L’Ecosse : le N’importe Quoi Tour

-”J’irais bien en Ecosse en mai, ça te dit?” -”Ouais !”. Deux SMS et la réservation d’un aller-retour avec le Shuttle. Voilà à quoi se résume l’organisation de notre voyage en Ecosse avec Adrian, le Motard Bionique.

Sur le papier ça part plutôt mal. Il faut dire que nous jouissons tous les deux d’une solide réputation de “chats noirs”. Moi parce que je casse assez régulièrement ma moto, Adrian parce qu’il sème ses téléphones comme le Petit Poucet et parce qu’il aime visiter le fond des ravins et des rivières… La dream team des baroudeurs quoi. Nous annonçons donc sobrement la couleur à nos lecteurs en baptisant ce voyage le “N’importe Quoi Tour” ! Le tout avec un montage de qualitay.

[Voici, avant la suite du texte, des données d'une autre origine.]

PR #99, opened 2026-05-21
SAV-5545: add Button loading state + LoadingSpinner component

saukaite:
## 🔗 Task

https://jira.registrucentras.lt/jira/browse/SAV-5704

## 🧾 Summary

**Spinner Placement:**

✅ Text only → spinner replaces text
✅ Text + icon → spinner replaces icon only, text stays
✅ Icon only → spinner replaces icon

**Accessibility:**

✅ aria-busy="true" during loading
✅ Screen reader announces "Kraunasi"/"Loading" (aria-label + aria-live)
✅ Button disabled during loading (click/Enter/Space ignored)
✅ Focus indicator preserved (MUI default)

**Animation:**

✅ 360° rotation per 1 second, linear, continuous 
✅ prefers-reduced-motion: reduce → 2 second animation

## 📸 Screenshots

Check in the Storybook: 
https://ses-react-storybook.registrucentras.lt/preview/SAV-5745-unify-button-loading-state/?path=/docs/components-actions-button--docs

Example:

image

## ✅ Checklist

* [x] Tests added/updated

## ⚠️ Risks

N/A


src/components/common/Button/index.tsx
```diff
@@ -14,21 +17,56 @@ const ICON_ONLY_SIZE_MAP = {
   large: '3rem',
 } as const
 
-type Props = ButtonProps & { to?: string }
```
saukaite, line 17: ❓ `to` prop was not used, not sure why needed?

src/components/common/Button/index.tsx
```diff
@@ -14,21 +17,56 @@ const ICON_ONLY_SIZE_MAP = {
...
+type Props = ButtonProps & {
+  loading?: boolean
+}
```
saukaite, line 24: In MUI v5 `MuiButton` doesn't have `loading` state, only from MUI v6.

src/components/common/Button/index.tsx
```diff
@@ -14,21 +17,56 @@ const ICON_ONLY_SIZE_MAP = {
...
+  const displayEndIcon = getIconDisplay(rest.endIcon)
+
+  let displayContent = children
+  if (showSpinnerInContent || showSpinnerAsIcon) displayContent = spinner
+
   return (
     <MuiButton
       {...defaultProps}
       {...rest}
+      disabled={loading || rest.disabled}
```
saukaite, line 65: I think it makes sense to disable button while loading (grey background is added) - it doesn't match Figma (no grey background there), but I think we should keep this way to indicate that button is not clickable - it's a common pattern.

tomas562: Agree. Let's keep it like this now. Will need to refactor a bit when  MUI +v6 will be introduced. Please add TODO as reminder and we need jira ticket in backlog as well

src/components/common/Button/index.tsx
tomas562: Will need to refactor when  MUI +v6 will be introduced. Please add TODO as reminder and we need jira ticket in backlog as well

src/components/common/Button/index.tsx
```diff
@@ -14,21 +17,56 @@ const ICON_ONLY_SIZE_MAP = {
...
       size={size}
-      variant={variant}
+      variant={currentVariant}
+      aria-busy={loading}
```
tomas562:
```suggestion
      aria-busy={loading || undefined}
```

src/components/common/Button/LoadingSpinner.tsx
```diff
@@ -0,0 +1,56 @@
...
+        },
+        '@media (prefers-reduced-motion: reduce)': {
+          animationDuration: '2s',
+        },
+      }}
+    />
+  )
+}
+
+export default LoadingSpinner
```
tomas562: component is not exported in src\library\index.ts

src/components/common/Button/index.tsx
```diff
@@ -14,21 +17,56 @@ const ICON_ONLY_SIZE_MAP = {
...
+      aria-live={loading ? 'polite' : undefined}
+      aria-label={loading ? t('components.Button.loading') : rest['aria-label']}
```
tomas562: aria-label destroys original accessible name when loading. Screen reader users lose context - "Loading" alone doesn't tell them which button is loading. Consider preserving the original label:

```suggestion
     aria-label={loading && rest['aria-label'] ? `${rest['aria-label']} – ${t('components.Button.loading')}` : rest['aria-label']}
```
Or omit the aria-label change entirely since aria-busy="true" already signals the loading state.

src/components/common/Button/index.tsx
```diff
@@ -14,21 +17,56 @@ const ICON_ONLY_SIZE_MAP = {
...
   return (
     <MuiButton
       {...defaultProps}
       {...rest}
+      disabled={loading || rest.disabled}
       size={size}
-      variant={variant}
+      variant={currentVariant}
+      aria-busy={loading}
+      aria-live={loading ? 'polite' : undefined}
```
tomas562: aria-live="polite" on a button tag is non-standard. aria-live is for live regions (container elements whose text content changes dynamically). Placing it on an interactive element has inconsistent support across screen readers.

src/components/LoadingSpinner/LoadingSpinner.tsx
```diff
@@ -0,0 +1,56 @@
...
+  color?: SpinnerColor
+}
+
+function LoadingSpinner({ color = 'inherit' }: LoadingSpinnerProps) {
+  return (
+    <CircularProgress
+      size='20px'
+      color={color}
+      sx={{
+        animation: 'spin 1s linear infinite',
```
tomas562, line 53: the custom animation: 'spin 1s linear' overrides MUI's circular-rotate 1.4s linear infinite on the wrapper, but the inner SVG <circle> still runs MUI's circular-dash 1.4s ease-in-out infinite. This means the rotation (1s) and stroke-dash (1.4s) run at mismatched speeds, which can look jittery. Either override both animations or use variant='determinate' value={75} with a single rotation to get a clean spinner.

src/components/common/Button/LoadingSpinner.tsx
```diff
@@ -0,0 +1,56 @@
...
+}
+
+interface LoadingSpinnerProps {
+  color?: SpinnerColor
+}
+
+function LoadingSpinner({ color = 'inherit' }: LoadingSpinnerProps) {
+  return (
+    <CircularProgress
+      size='20px'
```
tomas562: size hardcoded at 20px regardless of button size (If we think in button context
 const size: OverridableStringUnion<"small" | "medium" | "large", ButtonPropsSizeOverrides>)
maybe const SPINNER_SIZE_MAP = { small: '16px', medium: '20px', large: '24px' }. But I would not like idea to lok only on these. Maybe we could have custom option as well to enterany wanted walue..? This could be used for page loaders/other scenarios

src/components/common/Button/index.test.tsx
```diff
@@ -0,0 +1,161 @@
+import { fireEvent, render, screen } from '@testing-library/react'
+import { describe, expect, it, vi } from 'vitest'
+
+import Button from './index'
+
+describe('Button Component', () => {
+  describe('Loading State', () => {
```
tomas562, line 7: Good job! Small nit pick: no test for loading preventing click on its own

src/components/common/Button/LoadingSpinner.tsx
saukaite: Yes, I didn't export it as I thought we would use it only inside Button component, but can export 👌

src/components/common/Button/index.tsx
saukaite: 🧹

src/components/LoadingSpinner/LoadingSpinner.tsx
saukaite: Good catch 👍 updated

src/components/common/Button/LoadingSpinner.tsx
saukaite: Agree, will add 3 defined sizes and a string, so any value can be passed:

```
interface LoadingSpinnerProps {
  color?: SpinnerColor
  size?: 'small' | 'medium' | 'large' | string
}
```

src/components/common/Button/index.tsx
saukaite: Will keep updated aria-label 👌

src/components/common/Button/index.tsx
saukaite: Added reminder, pinged Algirdas regarding new Jira task

src/components/common/Button/index.test.tsx
saukaite: Added ✅

src/components/common/Button/LoadingSpinner.tsx
```diff
@@ -0,0 +1,67 @@
...
+} as const
+
+// Custom colors that aren't MUI standard map to inherit (uses parent color)
+const CUSTOM_COLOR_MAP: Record<string, SpinnerColor> = {
+  light: 'inherit',
+  ghost: 'inherit',
+  dark: 'inherit',
+}
+
+export function getSpinnerColor(color: any): SpinnerColor {
```
tomas562: any type? maybe we could use  ButtonOwnProps['color'] or something like that..
```suggestion
export function getSpinnerColor(color: ButtonOwnProps['color']): SpinnerColor {
```

src/components/common/Button/LoadingSpinner.tsx
```diff
@@ -0,0 +1,67 @@
...
+  if (VALID_SPINNER_COLORS.includes(color)) {
+    return color
+  }
+  return CUSTOM_COLOR_MAP[color] ?? 'inherit'
+}
+
+interface LoadingSpinnerProps {
```
tomas562: interface is not exported for consumers. we have src\library\types.ts for this

src/components/common/Button/LoadingSpinner.tsx
```diff
@@ -0,0 +1,67 @@
...
+  'primary',
+  'secondary',
+  'error',
+  'warning',
+  'info',
+  'success',
+  'inherit',
+] as const
+
+type SpinnerColor = (typeof VALID_SPINNER_COLORS)[number]
```
tomas562: type is not exported for consumers

src/components/common/Button/LoadingSpinner.tsx
tomas562: Component is ready and could live it's own life. No point to keep it private..
Also LoadingSpinner breaks RcSes* naming convention. Since we exporting it now it should have it's own directory and storybook..

saukaite: Makes sense, will add shortly 👍

saukaite: Renamed, changed dir, added to the storybook 👍 

image

src/components/common/Button/LoadingSpinner.tsx
saukaite: ✅

src/components/common/Button/LoadingSpinner.tsx
saukaite: ✅

src/components/common/Button/LoadingSpinner.tsx
saukaite: ✅

tomas562 (approved):
good job!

Aucun plan, aucune réservation. On part et on verra bien ce qui nous arrive ! Un roadbook ? Pourquoi faire ?! Ça fait bien longtemps maintenant que je me contente de suivre le vent et je sais qu’Adrian aussi. J’emmène une tenue étanche, deux slips propres et ma tente pour seuls bagages. Et gaz !

Ca faisait quelques temps qu’Adrian et moi parlions de partir ensemble mais sans jamais faire de projet concret. J’ai toujours eu l’impression de marcher dans ses traces avec 2 ou 3 ans de retard alors difficile pour moi d’envisager ça sérieusement. Quand il posait ses roues sur ses premières destinations lointaines (Islande, Îles Féroées, Maroc…) j’en étais encore à me chercher et à tester mes propres limites sur des terres moins exotiques comme la Corse, l’ex-Yougoslavie et l’Europe de l’Est. En lui proposant l’Ecosse j’ai même cru qu’il me prendrait pour un petit rigolo.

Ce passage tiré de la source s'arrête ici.